In diesem Artikel beschreiben wir eine Methodik für die Induktion von Exon-Aufnahme mit AONs und die Bewertung der Wirksamkeit der RNA und Protein Ebene. Um diese Methode zu veranschaulichen, haben wir die LNA/DNA Mixmers targeting ISS-N1 im Intron 7 des SMN2verwendet. AONs transfiziert in SMA Patienten Zellen durch Lipotransfection induzierte Exon 7 Aufnahme in die endgültige SMN2 Transkript und Hochregulation des SMN-Protein-Produktion. Einer der Vorteile der Verwendung von LNA/DNA Mixmers induzieren die Exon-Aufnahme ist, dass die wirksame Konzentration für die Transfektion deutlich niedriger als andere Chemikalien13. Diese Methode kann für viele andere AONs außer Phosphorodiamidate Morpholino Oligomere (PMOs), verwendet werden, die aufgrund ihrer neutralen Ladung Zellen durch Endozytose induziert durch das Endo-Porter Co Transfection Reagens eingeben müssen.
Die in-vitro- Bewertung hier beschriebene Methode ist schnell, einfach und empfindlich genug für die Prüfung von verschiedenen AONs. Dieses Protokoll ist auf Exon-skipping und Einbeziehung von anderen Genen und verschiedene Zelltypen. Darüber hinaus können die meisten AON Chemikalien (außer PMOs) transfiziert werden mit dieser Methode. AONs kann Spleißen der Pre-mRNA von endogenen und künstlich eingeführte Gene regulieren kann und mit Plasmid-Vektoren mit gezielten Genen Co transfizierten.

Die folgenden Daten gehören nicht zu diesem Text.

PR #257, opened 2023-12-21
Install Lambda requirements using env.install()

BelSasha:


runhouse/resources/functions/aws_lambda.py
```diff
@@ -305,8 +311,17 @@ def arguments_validation(
...
+            "./" in env.reqs
+            and env.reqs[0] != "./"
+            and env.reqs[0].split("/")[0].split()[0] != env.reqs[0].split()[0]
+        ):
+            reqs = env.reqs
+            path_to_txt = str(
+                Path(reqs[0].split(":")[1] + "requirements.txt").absolute()
+            )
+            paths_to_code.append(path_to_txt)
+            env.reqs = [path_to_txt] + env.reqs[1:]
```
dongreenberg, line 324: Not totally clear on what's going on here, but looks pretty specific to one structure/use case. I think it would be a lot more robust if we could just send the packages to the lambda into the home directory, as we do with regular clusters. We can't rsync into a lambda, but can either 1) send the necessary files over the zip interface or 2) zip them ourselves and send them via a call into the lambda as we do with the env. I don't think that should be in this PR but feel it's quite critical.

runhouse/resources/functions/aws_lambda.py
```diff
@@ -433,32 +448,18 @@ def _rh_wrapper(self):
         f.write("def lambda_handler(event, context):\n")
         f.write(f"\tif not os.path.isdir('{self.HOME_DIR}'):\n")
         f.write(f"\t\tos.mkdir('{self.HOME_DIR}')\n")
+        f.write(
+            f"\tif not os.path.isdir('{self.HOME_DIR}/runhouse'):\n"
+            f"\t\tsubprocess.call(['pip', 'install', 'runhouse', '-t', '{self.HOME_DIR}/'])\n"
+            f"\tsys.path.insert(1, '{self.HOME_DIR}/')\n\n"
+        )
```
dongreenberg, line 455: Separate PR, but I continue to feel all this would be a lot easier to manage if we just put it into a file in servers/ rather than write it out like this. We can talk more about how that would look offline.

dongreenberg (commented):
Great work, glad to see you got this working!

PR #278, opened 2023-12-28
sync rh to all workers in addition to head node

jlewitt1:


jlewitt1:
* `main`
  * **PR #278** <a href="https://app.graphite.dev/github/pr/run-house/runhouse/278?utm_source=stack-comment-icon" target="_blank">Graphite</a>  👈

This [stack of pull requests](https://stacking.dev/?utm_source=stack-comment) is managed by [Graphite](https://app.graphite.dev/github/pr/run-house/runhouse/278?utm_source=stack-comment).

runhouse/resources/hardware/cluster.py
```diff
@@ -764,10 +780,23 @@ def restart_server(
...
         if resync_rh:
-            self._sync_runhouse_to_cluster(_install_url=_rh_install_url)
+            if not self.address:
+                raise ValueError(f"No address set for cluster <{self.name}>. Is it up?")
+
+            sync_function = partial(self._sync_to_nodes, _rh_install_url)
 
-        # Update the cluster config on the cluster
-        self.save_config_to_cluster()
+            with ProcessPoolExecutor() as executor:
```
jlewitt1, line 788: @dongreenberg you think this is overkill?

runhouse/resources/hardware/cluster.py
```diff
@@ -703,10 +717,12 @@ def restart_server(
         logger.info(f"Restarting Runhouse API server on {self.name}.")
 
         if resync_rh:
-            self._sync_runhouse_to_cluster(_install_url=_rh_install_url)
+            if not self.address:
+                raise ValueError(f"No address set for cluster <{self.name}>. Is it up?")
 
-        # Update the cluster config on the cluster
-        self.save_config_to_cluster()
+            for node in self.ips:
```
jlewitt1, line 723: For now leaving it like this until it can be unblocked - so far have tried: 
- `ProcessPoolExecutor`: Not running properly in a multiprocessing context
- `ThreadPoolExecutor`: Not running properly in multi-threaded approach, since the Live display in Rich is not designed to be used concurrently from multiple threads: 
```
        with self._lock:
            if self._live is not None:
>               raise errors.LiveError("Only one live display may be active at once")
E               rich.errors.LiveError: Only one live display may be active at once
```

runhouse/resources/hardware/sagemaker_cluster.py
```diff
@@ -1221,7 +1222,7 @@ def _stop_instance(self, delete_configs=True):
             rns_client.delete_configs(resource=self)
             logger.info(f"Deleted {self.name} from configs")
 
-    def _sync_runhouse_to_cluster(self, _install_url=None, env=None):
+    def _sync_runhouse_to_cluster(self, node: str, _install_url=None, env=None):
```
DenisYay, line 1225: Do we need to update the code below to use `node` ?

runhouse/resources/hardware/cluster.py
DenisYay: Have you tried combining `ProcessPoolExecutor` with an async event loop?

Something along the lines of:

```
        loop = asyncio.get_event_loop()
        result = await loop.run_in_executor(
            processPoolExecutor, ...
        )
```

runhouse/resources/hardware/sagemaker_cluster.py
jlewitt1: yep good catch, was missing from the case where we install from site-packages

runhouse/resources/hardware/cluster.py
```diff
@@ -1074,10 +1124,11 @@ def run_python(
         commands: List[str],
         env: Union["Env", str] = None,
         stream_logs: bool = True,
+        node: str = None,
         port_forward: Optional[int] = None,
         run_name: Optional[str] = None,
     ):
-        """Run a list of python commands on the cluster.
+        """Run a list of python commands on the cluster, or a specific cluster node if its IP is provided.
```
DenisYay, line 1131: Should we add an example below for running on a specific cluster node?

runhouse/resources/hardware/cluster.py
```diff
@@ -842,6 +858,25 @@ def disconnect(self):
         if self._rpc_tunnel:
             self._rpc_tunnel.stop()
 
+    def _sync_across_all_nodes(self, _rh_install_url):
+        loop = asyncio.new_event_loop()
+        executor = ProcessPoolExecutor()
```
DenisYay, line 863: Do we need to also call: `asyncio.set_event_loop(loop)`?

According to the documentation:
```
If there’s need to set this loop as the event loop for the current context, [set_event_loop()](https://python.readthedocs.io/en/latest/library/asyncio-eventloops.html#asyncio.set_event_loop) must be called explicitly.
```
Source:
https://python.readthedocs.io/en/latest/library/asyncio-eventloops.html#asyncio.AbstractEventLoopPolicy.new_event_loop

If the existing code works, we can probably skip it for now, but it would be good to be aware of it in case of any exceptions or weird behavior that we may face in the future.

runhouse/resources/hardware/cluster.py
```diff
@@ -842,6 +858,25 @@ def disconnect(self):
...
+                    executor, self._sync_to_nodes, _rh_install_url, address
+                )
+                for address in self.ips
+            ]
+            loop.run_until_complete(asyncio.gather(*tasks))
+
+        except Exception as e:
+            raise e
+
+        finally:
```
DenisYay, line 877: We could consider rewriting the `finally` block as follows:

```
finally:
        # Cancel all tasks running on the loop
        for task in asyncio.all_tasks(loop):
            task.cancel()
        
        # Wait for all tasks to be cancelled
        loop.run_until_complete(asyncio.gather(*asyncio.all_tasks(loop), return_exceptions=True))
        
        # Shutdown the executor
        executor.shutdown(wait=True)
        
        # Close the loop
        loop.close()
```

runhouse/resources/hardware/cluster.py
```diff
@@ -703,10 +717,12 @@ def restart_server(
         logger.info(f"Restarting Runhouse API server on {self.name}.")
 
         if resync_rh:
-            self._sync_runhouse_to_cluster(_install_url=_rh_install_url)
+            if not self.address:
```
DenisYay, line 720: Should we add a comment on what is the logical condition here e.g. in what cases would self.address be None?

runhouse/resources/hardware/cluster.py
```diff
@@ -872,16 +908,18 @@ def _rsync(
...
             source = source + "/" if not source.endswith("/") else source
             dest = dest + "/" if not dest.endswith("/") else dest
 
         ssh_credentials = copy.copy(self.ssh_creds) or {}
-        ssh_credentials.pop("ssh_host", self.address)
+        ssh_credentials.pop("ssh_host", node)
         pwd = ssh_credentials.pop("password", None)
 
-        runner = SkySSHRunner(self.address, **ssh_credentials, port=self.ssh_port)
+        runner = SkySSHRunner(node, **ssh_credentials, port=self.ssh_port)
```
DenisYay, line 922: Confirming that all worker nodes would always have `ssh_port` open?

runhouse/resources/hardware/cluster.py
```diff
@@ -994,13 +1033,23 @@ def run(
         if not run_name:
             # If not creating a Run then just run the commands via SSH and return
             return self._run_commands_with_ssh(
-                commands, cmd_prefix, stream_logs, port_forward, require_outputs
+                commands,
```
DenisYay, line 1036: nit: should `node` be first?

runhouse/resources/hardware/sagemaker_cluster.py
DenisYay, line 1225: Should it `node` explicitly default to None?

DenisYay (approved):

runhouse/resources/hardware/cluster.py
jlewitt1: good point, my understanding is that since this loop's usage is confined to this function we don't necessarily need to set it, but if we do then we should also close the loop as you added in your other comment. 

Seems like it's the recommended way to do it like this, so I'll update it!

runhouse/resources/hardware/cluster.py
jlewitt1: made it optional since we can always default to using the head node's address, do you think that API should be more explicit?

DenisYay: Optional sounds great to me, thanks

PR #280, opened 2023-12-28
Introduce traces telemetry to call_server_module() methods

DenisYay:
Example trace for /Calculator/summer:
Screenshot 2023-12-28 at 12 35 22 PM

### DIFF
--- a/runhouse/servers/http/http_server.py
+++ b/runhouse/servers/http/http_server.py
@@ -33,6 +33,7 @@ from runhouse.servers.http.http_utils import (
     pickle_b64,
     Response,
     ServerSettings,
+    telemetry_rewrite_span_name,
 )
 from runhouse.servers.nginx.config import NginxConfig
 from runhouse.servers.servlet import EnvServlet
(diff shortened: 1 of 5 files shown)


runhouse/servers/http/http_server.py
```diff
@@ -367,9 +369,14 @@ def put_resource(request: Request, message: Message):
     @staticmethod
     @app.post("/{module}/{method}")
     @validate_cluster_access
+    @tracer.start_as_current_span("call_module_method")
     def call_module_method(
         request: Request, module, method=None, message: dict = Body(default=None)
     ):
+        current_span = trace.get_current_span()
+        http_target = current_span.attributes.get("http.target", "")
```
jlewitt1, line 377: would we ever fail to load the current span here? Would cause the whole request to fail if so

DenisYay: Yes, it's possible due to various reasons, for example if the tracer object is not present or isn't initialized.
The span returned can also be of a read-only type on some machines.
These are unlikely scenarios but I think it's still good to have a validation here, thanks.

DenisYay:
This PR is not needed.

What would actually be desirable is to rewrite the root span name, not the child one in call_server_module().
But there doesn't seem to be a way to access and modify the root span in the aftermath of its creation.

So for now, dropping this PR. There may be a way to rewrite the HTTP call name on the FastAPI level, but that's out of scope for now.

PR #281, opened 2023-12-29
Fix two servlet bugs in LOCAL tests

dongreenberg:
- Auth was only flowing for named resources, corrected so a user with proper cluster access also has access to unnamed resources or non-resources via call_module_method
- Renaming resources in obj_store wasn't actually changing the internal resource.name or rns_address, which was causing auth to use the old rns_address for authentication.
- The call endpoint did not support visibility, now it does

### DIFF
--- a/runhouse/resources/module.py
+++ b/runhouse/resources/module.py
@@ -858,9 +858,9 @@ class Module(Resource):
             and isinstance(self.system, Cluster)
             and self.system.on_this_cluster()
         ):
-            obj_store.rename(old_key=old_name, new_key=self.name)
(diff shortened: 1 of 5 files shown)


dongreenberg:
* `main`
  * **PR #281** <a href="https://app.graphite.dev/github/pr/run-house/runhouse/281?utm_source=stack-comment-icon" target="_blank">Graphite</a>  👈

This [stack of pull requests](https://stacking.dev/?utm_source=stack-comment) is managed by [Graphite](https://app.graphite.dev/github/pr/run-house/runhouse/281?utm_source=stack-comment).

PR #294, opened 2024-01-03
Fix Sharing Behavior of Local Cluster in Unit

dongreenberg:
1. Make `setup_cluster_config` much simpler, just save down a cluster config without sharing anything. Previously, the test_account was creating the cluster and sharing it with Den Tester, which is incorrect because then we were checking if test_account would be blocked from cluster access. Also, in nearly all other logged-in tests, the Den Tester account creates the cluster and shares with Test Account, so the reverse happening here was confusing.
1. Revert the incorrect resource.revoke that was added before.
1. Rename `local_docker_cluster_...` fixtures to `docker_cluster_...`
1. Prevent configs cache from being writen as ~/.rh/config.yaml if empty
1. Skip local/no docker den_auth tests if no token is set.
1. Increase httpx latency timeout for local_client fixture, Den latency spike was causing failure when auth cache needs to be refreshed (should be addressed separately).

Still TODO (in subsequent PRs):
- [x] Rename test_account fixture to friend_test_account
- [x] Introduce logged_in_test_account fixture
- [ ] Fix all usages of test_account which should really be logged_in_test_account
- [ ] Introduce corrupted_token() and logged_out() test utils to test those behaviors more comprehensively
- [x] Allow rns_client.load_account_from_env to accept .env path so Pycharm testers don't have .env silently missed (and pass runhouse/.env by default)
- [ ] Introduce RH_DISABLE_USAGE_COLLECTION

### DIFF
--- a/tests/test_resources/test_resource.py
+++ b/tests/test_resources/test_resource.py
@@ -128,12 +128,9 @@ class TestResource:
         )  # To deal with tuples and non-json types
         for k, v in history[0]["data"].items():
             assert config[k] == v
-        resource.delete_configs()
 
     @pytest.mark.level("local")
-    def test_sharing(
-        self, resource, local_docker_cluster_pk_ssh_test_account_logged_in
-    ):
+    def test_sharing(self, resource, docker_cluster_pk_ssh_test_account_logged_in):
 
         # Unnamed resources can't even be saved, let alone shared
         if resource.name is None:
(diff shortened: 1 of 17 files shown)


dongreenberg:
* `main`
  * **PR #294** <a href="https://app.graphite.dev/github/pr/run-house/runhouse/294?utm_source=stack-comment-icon" target="_blank">Graphite</a>  👈

This [stack of pull requests](https://stacking.dev/?utm_source=stack-comment) is managed by [Graphite](https://app.graphite.dev/github/pr/run-house/runhouse/294?utm_source=stack-comment).

tests/test_resources/test_resource.py
```diff
@@ -157,6 +157,8 @@ def test_sharing(
                 resource.rns_address
             )
 
+        resource.revoke(users=["info@run.housee"], notify_users=False)
```
jlewitt1, line 160:
```suggestion
        resource.revoke(users=["info@run.housee"], notify_users=False)
```
```suggestion
        resource.revoke(users=["info@run.house"], notify_users=False)
```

<p class="…The authors have nothing to disclose.
Die Autoren danken Nicole McRorie für Hilfe mit den Experimenten. Diese Arbeit wurde von der University of Alberta Fakultät für Medizin und Zahnmedizin, Slipchuk SMA Research Foundation Research Grant, der kanadischen Institute der Gesundheit Forschung (CIHR), die Freunde von Garrett Cumming Forschungsmittel, HM Toupin neurologischen unterstützt. Wissenschaft Forschungsmittel, die muskulöse Dystrophie Kanada, Kanada Stiftung für Innovation, Alberta Enterprise und Weiterbildung, und die Frauen und Kinder Health Research Institute (WCHRI).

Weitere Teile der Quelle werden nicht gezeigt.